## Goal of the exercise
Transcribe the data exactly.

═════ Supplied records

PR #1169, opened 2018-03-19
Recordings supported video-orientation.

yannistseng:
**Description**
- Parse the RTP header extension to get video-orientation tags and add it to recordings at the container level.


kekkokk:
nice

yannistseng:
Hi Jacque,

Thank you for your reply!

I plan to update `RtpExtensionProcessor` to add support to video rotation extension, but I have the following questions.

I noticed that we called the method `processRtpExtensions` in `WebRtcConnection::write()`;
https://github.com/lynckia/licode/blob/a7cc8c402bf65a2f23d020b3b637234abdcd175c/erizo/src/erizo/WebRtcConnection.cpp#L626
I think there is no possible to enter the if statement, because the method `RtpHeader::setExtension()` never gets called, right?
https://github.com/lynckia/licode/blob/ac9b138fbf80a87444365a8f86f6dec0628d28a9/erizo/src/erizo/rtp/RtpExtensionProcessor.cpp#L70


Any comments will be greatly appreciated, thank you!

yannistseng:
Ok, I will fix it!

erizo/src/erizo/media/ExternalOutput.cpp
```diff
@@ -376,8 +386,9 @@ bool ExternalOutput::initContext() {
     video_stream_->codec->width = 640;
     video_stream_->codec->height = 480;
     video_stream_->time_base = (AVRational) { 1, 30 };
+    video_stream_->metadata = genVideoMetadata();
```
jcague: hmmm... this solution will only work if the video is always in the same orientation, am I right?

PR #1171, opened 2018-03-20
Fix/erizo client build errors

lodoyun:
**Description**

This fixes ErizoClient builds by specifying version numbers for all components involved and working around a couple of errors.
It also makes sure we notice when builds fail in CI by capturing gulp errors and terminating the process with an error code. That error code is also now properly propagated to the parent scripts if any (for instance `installErizo.sh`.

### DIFF
--- a/erizo_controller/erizoClient/gulp/erizoFcTasks.js
+++ b/erizo_controller/erizoClient/gulp/erizoFcTasks.js
@@ -14,9 +14,9 @@ const erizoFcTasks = (gulp, plugins, config) => {
   that.bundle = () =>
     gulp.src(erizoFcConfig.entry)
     .pipe(plugins.webpackGulp(erizoFcConfig.webpackConfig, plugins.webpack))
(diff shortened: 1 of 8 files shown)


kekkokk:
how do we invoke gulp watch now that gulp-cli is not global?

lodoyun:
@kekkokk It's in `licode/node_modules/.bin/gulp`. I changed this in order to avoid confusions, we were installing gulp both in the global scope and in the scope of the package. I do prefer to install it in the package to avoid problems if your development machine, like mine, has more than one nvm.sh environment. I have one for licode and another one that is global.

kekkokk:
just a note: I'd prefer to use $LICODE_ROOT/node_modules/.bin/gulp erizo instead of ../../node_modules/.bin/gulp erizo

traw:
I think this need to be merged in master,  since `./scripts/installErizo.sh` couldn't find `gulp` command.

PR #1180, opened 2018-04-03
Fix/lipsync

kekkokk:
Seems that the previous algo when switching quality layers relied on the last timestamp sent +1.
but in certain situations the previous packet sent maybe was sent few seconds before, causing a desync of N seconds. this maybe can happen when simulcasting and the publisher suddently drop his connection to few kbits. chrome doesn't publish the upper spatial layer anymore and only the base quality layer is published.
The quality manager takes few seconds to realize this and this cause a desync in the output.


kekkokk:
I think I'm using c++11 and this syntax is not supported. need help to make it compatible if you can.

kekkokk:
added few improvements. 
Let me know what you think

PR #1193, opened 2018-04-11
Add option to set limit of Erizos per Room

jcague:
**Description**

Add an option in the config file to set a limit of Erizos per room.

══════════

## Worked solution
PR #1169, opened 2018-03-19
Recordings supported video-orientation.

yannistseng:
**Description**
- Parse the RTP header extension to get video-orientation tags and add it to recordings at the container level.


kekkokk:
nice

yannistseng:
Hi Jacque,

Thank you for your reply!

I plan to update `RtpExtensionProcessor` to add support to video rotation extension, but I have the following questions.

I noticed that we called the method `processRtpExtensions` in `WebRtcConnection::write()`;
https://github.com/lynckia/licode/blob/a7cc8c402bf65a2f23d020b3b637234abdcd175c/erizo/src/erizo/WebRtcConnection.cpp#L626
I think there is no possible to enter the if statement, because the method `RtpHeader::setExtension()` never gets called, right?
https://github.com/lynckia/licode/blob/ac9b138fbf80a87444365a8f86f6dec0628d28a9/erizo/src/erizo/rtp/RtpExtensionProcessor.cpp#L70


Any comments will be greatly appreciated, thank you!

yannistseng:
Ok, I will fix it!

erizo/src/erizo/media/ExternalOutput.cpp
```diff
@@ -376,8 +386,9 @@ bool ExternalOutput::initContext() {
     video_stream_->codec->width = 640;
     video_stream_->codec->height = 480;
     video_stream_->time_base = (AVRational) { 1, 30 };
+    video_stream_->metadata = genVideoMetadata();
```
jcague: hmmm... this solution will only work if the video is always in the same orientation, am I right?

PR #1171, opened 2018-03-20
Fix/erizo client build errors

lodoyun:
**Description**

This fixes ErizoClient builds by specifying version numbers for all components involved and working around a couple of errors.
It also makes sure we notice when builds fail in CI by capturing gulp errors and terminating the process with an error code. That error code is also now properly propagated to the parent scripts if any (for instance `installErizo.sh`.

### DIFF
--- a/erizo_controller/erizoClient/gulp/erizoFcTasks.js
+++ b/erizo_controller/erizoClient/gulp/erizoFcTasks.js
@@ -14,9 +14,9 @@ const erizoFcTasks = (gulp, plugins, config) => {
   that.bundle = () =>
     gulp.src(erizoFcConfig.entry)
     .pipe(plugins.webpackGulp(erizoFcConfig.webpackConfig, plugins.webpack))
(diff shortened: 1 of 8 files shown)


kekkokk:
how do we invoke gulp watch now that gulp-cli is not global?

lodoyun:
@kekkokk It's in `licode/node_modules/.bin/gulp`. I changed this in order to avoid confusions, we were installing gulp both in the global scope and in the scope of the package. I do prefer to install it in the package to avoid problems if your development machine, like mine, has more than one nvm.sh environment. I have one for licode and another one that is global.

kekkokk:
just a note: I'd prefer to use $LICODE_ROOT/node_modules/.bin/gulp erizo instead of ../../node_modules/.bin/gulp erizo

traw:
I think this need to be merged in master,  since `./scripts/installErizo.sh` couldn't find `gulp` command.

PR #1180, opened 2018-04-03
Fix/lipsync

kekkokk:
Seems that the previous algo when switching quality layers relied on the last timestamp sent +1.
but in certain situations the previous packet sent maybe was sent few seconds before, causing a desync of N seconds. this maybe can happen when simulcasting and the publisher suddently drop his connection to few kbits. chrome doesn't publish the upper spatial layer anymore and only the base quality layer is published.
The quality manager takes few seconds to realize this and this cause a desync in the output.


kekkokk:
I think I'm using c++11 and this syntax is not supported. need help to make it compatible if you can.

kekkokk:
added few improvements. 
Let me know what you think

PR #1193, opened 2018-04-11
Add option to set limit of Erizos per Room

jcague:
**Description**

Add an option in the config file to set a limit of Erizos per room.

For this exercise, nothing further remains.